In Wisconsin, collective bargaining rights were law and required legislative action to be changed. In Indiana, those rights were created by an executive order in 1989 by then-Gov. Evan Bayh, a Democrat.

That's why Daniels, on his first day in office, could simply rescind them with his own executive order.

In Indiana, only state workers were affected, not teachers or local municipal workers. Wisconsin Republican Gov.
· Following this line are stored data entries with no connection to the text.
PR #8113, opened 2023-01-04
aws - org filter

### LINKED ISSUE #8106: AWS Account - Add organization-member filter
### Describe the feature

I need to be able to check if an AWS account is part of an organization for a compliance check. I would like a filter added to the aws.account resource to do this.  The API to check if an account is part of an organization is ```response = client.describe_organization()``` and if the account is part of an organization it returns the org info. If the account is not part of an organization it will return: ```An error occurred (AWSOrganizationsNotInUseException) when calling the DescribeOrganization operation: Your account is not a member of an organization.```

The policy I want to write will look something like this:

```
- name: aws-account-organization-member
  resource: aws.account
  filters:
     - type: organization-member
       value: False
```

kapilt:
closes #8106

### DIFF
--- a/c7n/resources/account.py
+++ b/c7n/resources/account.py
@@ -128,6 +128,9 @@ class AccountOrganization(ValueFilter):
     def process(self, resources, event=None):
         if self.annotation_key not in resources[0]:
             self.get_org_info(resources[0])
+        # if we can't access org info, we've already logged, and return
+        if resources[0][self.annotation_key] is None:
+            return []
         if super().process([resources[0][self.annotation_key]]):
             return resources
         return []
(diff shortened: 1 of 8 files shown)


c7n/resources/account.py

Scott Walker's plan, approved by the state Senate and Assembly, eliminates collective bargaining for most of the 175,000 state and local public sector employees, including teachers, on all issues but cost-of-living wage increases.

Acting swiftly

In Indiana, taxpayers have saved "hundreds of millions of dollars" because Daniels centralized administrative functions, outsourced operations such as food services in prisons, closed facilities and reorganized work functions, said Jane Jankowski, a Daniels spokeswoman.

"These actions were aided by the fact that there was no collective bargaining to slow the process," she said.

On Greta Van Susteren's Fox News show two weeks ago, Daniels, who has been discussed as a possible 2012 presidential candidate, called the elimination of collective bargaining "a profoundly positive event," saying he was freed from arrangements that "basically said you couldn't move a Xerox machine from one room to the other without, you know, the union's permission."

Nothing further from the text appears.